**Aim of the exercise**
Among the lines below, copy exactly those from the one with "jaxdesmarais, line 38: Should" through the one with "sshropshire: It's probably", counting both ends.

>>>

PR #137, opened 2023-05-09
Send `orderID` instead of `sessionID` to FPTI analytics

scannillo:
### Reason for changes

- Mirror [this iOS PR](https://github.com/paypal/iOS-SDK/pull/144)

### Summary of changes

- Feature clients
     - Add `AnalyticsService` instance to each feature client
         - (Since this needs an orderID, I made this a nullable param. Open to suggestions)
     - Remove clientID fetch from feature clients
 - `API`
    - Remove `sendAnalyticsEvent()` func
        - (Feature clients now interact directly with `AnalyticsService`)
    - Move fetchClientID functions into new `ClientIDAPI` layer
        - (This moves us toward eventually removing `API` in favor of `<Service>API`s per endpoint that @sshropshire proposed)
    - Remove `Context` dependency from `API`
- `APIUnitTest`
    - Move relevant tests --> `ClientIDAPIUnitTests`
    - Move relevant tests --> `AnalyticsServiceUnitTests`
- Tag changes
    - `session_id` --> `order_id`
    - `merchant_app_environment` --> `merchant_sdk_env`

Please provide feedback!

 ### Checklist

 - [x] Added a changelog entry

### Authors
@scannillo

PR #139, opened 2023-05-09
Send `orderID` instead of `sessionID` to FPTI analytics [simplified]

scannillo:
### Summary 

 - This is a simplified re-do of this PR #137
 - The difference, is this PR just has 1 job: send `order_id` for analytics via the least invasive way possible
    - The previous PR did more architecting & redesign
    - We will hold on moving analytics functionality out of `API` until this PR is merged #138

### Changes

- Send `order_id` instead of `session_id`
- Rename `merchant_app_environment` --> `merchant_sdk_env`
- Leave a TODO for refactoring the `order_id` passing logic
    - As is, it's really ugly and clunky to send `order_id` every time `sendAnalyticsEvent()` is called
    - Addressing that TODO will be easier once #138 is merged in setting the stage for our new `API` pattern

 ### Checklist

 - [X] Added a changelog entry

### Authors
@scannillo


jcnoriega (approved):

CardPayments/src/main/java/com/paypal/android/cardpayments/api/CardAPI.kt
```diff
@@ -35,15 +35,15 @@ internal class CardAPI(
 
         val error = responseParser.parseError(httpResponse)
         if (error != null) {
-            sendAnalyticsEvent("card-payments:3ds:get-order-info:failed")
+            sendAnalyticsEvent("card-payments:3ds:get-order-info:failed", getOrderRequest.orderId)
```
jaxdesmarais, line 38: Should we have a follow up to align the casing of `orderId` to `orderID`?

jaxdesmarais (approved):

CardPayments/src/main/java/com/paypal/android/cardpayments/api/CardAPI.kt
sshropshire: It's probably like that because of how the JSON property is named. I'm starting to wonder if maybe on Android we should go with `Id` as a suffix. We don't have the same restriction as iOS, and it may feel more natural for our Android developers if we use the `Id` suffix. Plus the `Id` suffix lines up naturally with the actual JSON property names. What y'all think?

scannillo: Yeh, Android should prefer `Id`. Aligns with the Java & Kotlin style guides.

Pushed! (We can make a separate PR to rename CardRequest.orderID & AnalyticsEventData.clientID)

PR #142, opened 2023-05-12
Demo App Support for Injection of Order Id and Access Token

sshropshire:
### Summary of changes

- Rename `SDKSampleMerchantServerApi` to `SDKSampleMerchantServerAPI`
- Extract Retrofit setup logic from `NetworkModule` into `SDKSampleMerchantServerAPI`
- Add injected constants for `DEFAULT_ACCESS_TOKEN` and `DEFAULT_ORDER_ID` for E2E Testing
- Stub injected values for access token and order id in `SDKSampleMerchantServerAPI` when they are set

### Checklist

### Authors
- @sshropshire
- @KunJeongPark


Demo/src/main/java/com/paypal/android/api/services/SDKSampleServerAPI.kt
```diff
@@ -0,0 +1,93 @@
...
+import retrofit2.http.POST
+import retrofit2.http.Path
+import java.util.concurrent.TimeUnit
+
+private const val CONNECT_TIMEOUT_IN_SEC = 20L
+private const val READ_TIMEOUT_IN_SEC = 30L
+private const val WRITE_TIMEOUT_IN_SEC = 30L
+
+private val DEFAULT_ACCESS_TOKEN: String? = null
+private val DEFAULT_ORDER_ID: String? = null
```
scannillo: Take it or leave it: adding a comment above these variables to specify what they're for / make it more clear to less experienced devs how to set these.

Ex:
```suggestion
// To hardcode an access token and order ID for this demo app, set the below values:
private val DEFAULT_ACCESS_TOKEN: String? = null // = "your-token"
private val DEFAULT_ORDER_ID: String? = null // = "your-order-id"
```

scannillo (approved):

Demo/src/main/java/com/paypal/android/api/services/SDKSampleServerAPI.kt
```diff
@@ -0,0 +1,94 @@
...
+
+private const val CONNECT_TIMEOUT_IN_SEC = 20L
+private const val READ_TIMEOUT_IN_SEC = 30L
+private const val WRITE_TIMEOUT_IN_SEC = 30L
+
+// To hardcode an access token and order ID for this demo app, set the below values:
+private val DEFAULT_ACCESS_TOKEN: String? = null // = "your-token"
+private val DEFAULT_ORDER_ID: String? = null // = "your-order-id"
+
+class SDKSampleServerAPI(baseUrl: String) {
```
jaxdesmarais, line 28: General question, is there a reason we do `API` over `Api` since we do id as `Id`? I would think the style guide would be the same for both.

jaxdesmarais (approved):

Demo/src/main/java/com/paypal/android/api/services/SDKSampleServerAPI.kt
sshropshire: Yeah I did have the Swift style guide [case conventions section](https://www.swift.org/documentation/api-design-guidelines/#follow-case-conventions) in mind. I do like our decision to use `ID` on iOS, mostly because it's common throughout Apple frameworks.

For Android, `Id` started to feel more natural because of common methods like [findViewById](https://developer.android.com/reference/android/view/View#findViewById(int)) that use the camel case convention.

We do legit need a shared space to put our style guides though, I'd like to iron some of these rules out. Detekt has been wildly strict too, we may be able to reframe the conversation in the context of our linting tools.

sshropshire: We do have a ticket for creating a style guide repo: DTNOR-967

jaxdesmarais: Gotcha - I am fine diverging on iOS and Android. We should first adhere to the platform specific style guides. It was more a question of if we are going with `Id` on Android (which it seems like Android leans towards) why we didn't go with `Api` here?

sshropshire: Just because of the Swift style guide. `ID` is technically an abbreviation, and I believe `id` is a reserved keyword in objc so Apple capitalizes is everywhere. That naming guide is really good, a lot of the advice in there can be applied to any language.

jaxdesmarais: Yeah, I thought that was only for Swift though and on Android we had decided to follow the [Kotlin style guide](https://developer.android.com/kotlin/style-guide#camel_case) for abbreviations? It's probably more confusing to mix the two and use the Swift style guide (`ID / API`) in some places and the Kotlin style guide (`Id / Api`) in others which is what we are doing right now. We can 🏈  on it but worth revisiting and making whichever we choose consistent across the SDK vs right now mixing the two and using both `Id` and `API`.

sshropshire: Oh wow yeah I hadn't noticed. `API` feels more readable though personally, but once we get that style guide repo up we can do pull requests into a style guide for both iOS and Android.

PR #143, opened 2023-05-15
Support Capture and Authorize in Demo App

sshropshire:
### Summary of changes

- In demo app, either capture or authorize an order based on the original intent
- Related to: https://github.com/paypal/iOS-SDK/pull/153

### Checklist

- @sshropshire
- @KunJeongPark


Demo/src/main/java/com/paypal/android/ui/card/CardFragment.kt
```diff
@@ -119,31 +119,43 @@ class CardFragment : Fragment() {
         findNavController().navigate(R.id.action_cardFragment_to_testCardFragment)
     }
 
+    private fun updateStatusTextWithCardResult(result: CardResult, orderStatus: String?) {
```
scannillo: We'll want to support AUTHORIZE / CAPTURE for all payment types, not just Card. Maybe let's move this toggle to the settings, where the environment toggle lives so it can apply to all payment method demos?

sshropshire: Yeah good callout, we only did Card here. Are y'all feeling the UX of the settings menu though? To me, putting Capture / Authorize as a Drop Down option made more sense here. I feel like it makes our SDK capabilities more discoverable for people who've never used the Demo app.

jaxdesmarais (approved):
👻

Demo/src/main/java/com/paypal/android/ui/card/CardFragment.kt
scannillo: I don't feel too strongly about where the toggle goes. I agree though, that the settings is less obvious. 

But we def wanna support AUTH/CAPTURE for the other 2 payment methods. Can we update this PR to add it for PayPal Web & Native?

sshropshire:
@scannillo I added a group of radio buttons to each payment method demo for now. It doesn't look great, but we've talked about migrating to Jetpack Compose soon. We should be able to get some better styling down the line:

auth-capture-in-ppcp

jcnoriega (approved):

PR #146, opened 2023-05-30
Remove Client ID from project source.

sshropshire:
### Summary of changes

 - Remove Access Token integration in favor of Client ID

 ### Checklist

 - [x] Added a changelog entry

- @sshropshire
- @KunJeongPark


CardPayments/src/main/java/com/paypal/android/cardpayments/CardClient.kt
```diff
@@ -129,24 +117,23 @@ class CardClient internal constructor(
...
-                    val getOrderResponse = checkoutOrdersAPI.getOrderInfo(GetOrderRequest(metadata.orderID))
                     analyticsService.sendAnalyticsEvent(
                         "card-payments:3ds:get-order-info:succeeded",
                         metadata.orderID
                     )
                     val deepLinkUrl = browserSwitchResult.deepLinkUrl
-                    val result = getOrderResponse.run {
-                        CardResult(orderId, orderStatus, paymentSource, deepLinkUrl)
+                    val result = metadata.run {
+                        CardResult(orderID, null, paymentSource, deepLinkUrl)
```
scannillo: Can we leave a TODO to address this always sending `null`? We'll have to align the result type on both iOS and Android

CorePayments/src/main/java/com/paypal/android/corepayments/analytics/AnalyticsEventData.kt
```diff
@@ -2,7 +2,6 @@ package com.paypal.android.corepayments.analytics
 
 // Ref: https://blog.klipse.tech/databook/2022/06/22/separate-code-from-data.html
 data class AnalyticsEventData(
-    val clientID: String,
```
scannillo, line 5: We still want to send `clientID` in our analytics. We should be sending the value that the merchant provides. The clientID is our way of tying events to specific merchants.

CHANGELOG.md
```diff
@@ -1,5 +1,11 @@
 # PayPal Android SDK Release Notes
 
+## unreleased
+* Breaking Changes
+  * CorePayments
+    * Access token integrations are now deprecated
```
scannillo:
```suggestion
```

Don't think that line is necessary. Also I don't think "deprecated" is appropriate since it was removed entirely.

CorePayments/src/main/java/com/paypal/android/corepayments/analytics/AnalyticsEventData.kt
sshropshire: Yup! We still send it [here](https://github.com/paypal/Android-SDK/blob/449aeabf1c1d9d2354616402bdeeeba5f75d9a7a/CorePayments/src/main/java/com/paypal/android/corepayments/TrackingEventsAPI.kt#L36).

CardPayments/src/main/java/com/paypal/android/cardpayments/CardClient.kt
sshropshire: This is a good call we should remove that property altogether. I'll remove.

sshropshire: Or actually I'm not sure what to do here. Sometimes we have it, sometimes we don't. Maybe putting "UNKNOWN" could work?

Demo/src/main/java/com/paypal/android/ui/card/CardFragment.kt
```diff
@@ -120,9 +120,8 @@ class CardFragment : Fragment() {
     }
 
     private suspend fun createOrder() {
-
-        val accessToken = sdkSampleServerAPI.fetchAccessToken().value
-        val configuration = CoreConfig(accessToken = accessToken)
+        val clientId = "AcXwOk3dof7NCNcriyS8RVh5q39ozvdWUF9oHPrWqfyrDS4AwVdKe32Axuk2ADo6rI_31Vv6MGgOyzRt"
```
jaxdesmarais: Should we extract this somewhere in the demo app so we don't need to define it in each fragment? I could see a case where we want to change this and need to change it in every fragment.

sshropshire: Yeah definitely. There's a sample merchant server PR that needs to get merged. Once it's in, we can switch to fetching it from the merchant server.

jaxdesmarais: Is this what we expect merchants to do? My understanding of client IDs was that they are similar to tokenization keys and can live on the client. Maybe I am misunderstanding their intent/use but I assumed we could do something similar for client ID like we do today with tokenization keys on the demo apps in Braintree.

scannillo: Yeh - client IDs can be stored on the client.

I'm not sure what is more common for merchants to do though (store on client or fetch via server). I am guessing fetch via server since I know they can swap client IDs for various products (like Old Navy v Gap v Banana Republic).

We should check with the solutions folks or NXO though to see which is more common and which we should be advocating for to our merchants in our docs/guides.

CardPayments/src/main/java/com/paypal/android/cardpayments/CardClient.kt
scannillo: Hm, I'd vote to remove it over sending "Unknown"

Demo/src/main/java/com/paypal/android/ui/card/CardFragment.kt
sshropshire: In BT Android we store tokenization keys in [Settings.java](https://github.com/braintree/braintree_android/blob/master/Demo/src/main/java/com/braintreepayments/demo/Settings.java).

Embedding `clientId` as a `BuildConfig` variable works well for merchants with a single set of credentials. For the demo app we may have multiple client ids to test different e2e flows.

sshropshire: It'd be nice to not have this value stored in git though. The sample merchant server `GET /client_id` endpoint is the quickest route.

CardPayments/src/main/java/com/paypal/android/cardpayments/CardClient.kt
sshropshire: Went ahead and removed it.

CorePayments/src/main/java/com/paypal/android/corepayments/RestClient.kt
```diff
@@ -40,8 +40,10 @@ class RestClient internal constructor(
             "Accept-Language" to language
         )
 
-        accessToken?.let { token ->
-            headers["Authorization"] = "Bearer $token"
+        if (clientId != null) {
```
jaxdesmarais: Do we want to throw an error here if the client ID is null?

jaxdesmarais (approved):

CorePayments/src/main/java/com/paypal/android/corepayments/RestClient.kt
sshropshire: This is a good call. It's non-null in `CoreConfig` so this won't happen. I'll refactor to update.

CardPayments/src/main/java/com/paypal/android/cardpayments/CardClient.kt
```diff
@@ -129,24 +117,23 @@ class CardClient internal constructor(
...
-                    val getOrderResponse = checkoutOrdersAPI.getOrderInfo(GetOrderRequest(metadata.orderID))
                     analyticsService.sendAnalyticsEvent(
                         "card-payments:3ds:get-order-info:succeeded",
                         metadata.orderID
                     )
                     val deepLinkUrl = browserSwitchResult.deepLinkUrl
-                    val result = getOrderResponse.run {
-                        CardResult(orderId, orderStatus, paymentSource, deepLinkUrl)
+                    val result = metadata.run {
+                        CardResult(orderID, paymentSource, deepLinkUrl)
```
jcnoriega: isnt PaymentSource here null? After doing `confirm_payment_source`, we dont get the actual payment source, we were getting it from the `getorderinfo`. So i think that we can only return `orderID` and `deeplinkurl`

sshropshire: Yeah good call, this is `null` in the 3DS flow but not when 3DS is skipped it has a value.

I'm not sure what to do in that case. Client ID's will limit functionality going forward. We may need to reach out to the team that owns the GetOrder API to allow client-id-only access.

sshropshire: After discussion, it sounds like the right move may be to remove the `paymentSource` property from `CardResult`. Merchants can get this information from authorize and capture server-side calls.

scannillo: Agreed - [for iOS](https://github.com/paypal/iOS-SDK/blob/be9ae349d5c1dc3cdd4eab56f57f86003b126589/Sources/CardPayments/Models/CardResult.swift#L12-L16) we'll have to remove both `status` and `paymentSource`.

We should also align these types across platforms - does the merchant really need the [deepLinkURI on Android](https://github.com/paypal/Android-SDK/blob/a3b97cd5ed7d1f7c2639d98e6fb1ea44309639b2/CardPayments/src/main/java/com/paypal/android/cardpayments/model/CardResult.kt#LL13C1-L13C1)?

scannillo: Also, there might be valuable info in the redirectURL we could parse and include on the result. I know @KunJeongPark started that investigation.

sshropshire: Right yeah, if I recall we didn't parse the deep link URL when we first implemented this feature because the callback parameters weren't very uniform.

KunJeongPark: So I tried 4 different sets of test cards from this developer page: https://developer.paypal.com/docs/checkout/advanced/customize/3d-secure/test/
1) supposed to be successful authentication, cardholder enrolled, successful signature verification
2) failed signature, card holder enrolled, successful authentication, unsuccessful signature verification
3) failed authentication, cardholder enrolled, unsuccessful authentication, successful signature verification
4) not enrolled

URL returned from 3DS were not consistent for some cards. For example, the first card one time returned "sdk.ios.paypal://card/success?state=undefined&code=undefined&liability_shift=NO" and another time "sdk.ios.paypal://card/success?error=error&error_description=error&liability_shift=NO".

Results I from getOrderInfo from the cards I tested were the same => liabilityShifted: NO, threeDSecure enrollment_status: "U" and authentication_status:nil. Status back from from getOrderInfo is always "COMPLETED" on these cards.
I am assuming that these test cards are not right or something is wrong with the results that are returned from 3ds. Even if the test card is not right, I would have expected to get same url back on different trials.

Previous logic did not cover checking this url. Is assumption that if there is no error from 
3DS session that authorization is success? 

In call to `getOrderInfo` previously, we sent `CardResult` back to merchant with status of the order and `paymentSource` returned. Are we trying to accurately relay this "status" information sent back to merchant?

jaxdesmarais: We should bring the above behavior to the team that owns that API. We can also ask them what the URL response is that we can expect back for success/failure. From there we can build out logic to parse the URL and query items as @scannillo has mentioned previously and use that to determine the status or return any info we deem appropriate to a merchant. For now it probably makes sense to handle just the success/failure cases and we can add on from there.

scannillo: Dang, that's disappointing that the sandbox URLs don't have much useful info and are inconsistent between test cards. Agreed, we should reach out to whoever owns this to learn more.

I found a convo in Slack from last year where Don Roman recommends using the test card generator for potentially more accurate test cards:
> In sandbox, one can generate test cards using credit card generator. Please login to developer dashboard: https://developer.paypal.com/developer/applications and find the credit card generator on the left panel.

scannillo:
Looks like we still need to remove the GetOrderRequest.kt and GetOrderInfoResponse.kt files. Unless we're keeping it around for potential use later?

scannillo (approved):

sshropshire:
> Looks like we still need to remove the GetOrderRequest.kt and GetOrderInfoResponse.kt files. Unless we're keeping it around for potential use later?

Good call I'll delete. It's always in `git` if we ever need it back.

CardPayments/src/main/java/com/paypal/android/cardpayments/CardClient.kt
sshropshire: The test card generator looks like it's in JavaScript I wonder if we could do something similar. All the test cards start with `403203` and the rest might be a random number that makes it Luhn valid.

<<<

**Result of this exercise**
jaxdesmarais, line 38: Should we have a follow up to align the casing of `orderId` to `orderID`?

jaxdesmarais (approved):

CardPayments/src/main/java/com/paypal/android/cardpayments/api/CardAPI.kt
sshropshire: It's probably like that because of how the JSON property is named. I'm starting to wonder if maybe on Android we should go with `Id` as a suffix. We don't have the same restriction as iOS, and it may feel more natural for our Android developers if we use the `Id` suffix. Plus the `Id` suffix lines up naturally with the actual JSON property names. What y'all think?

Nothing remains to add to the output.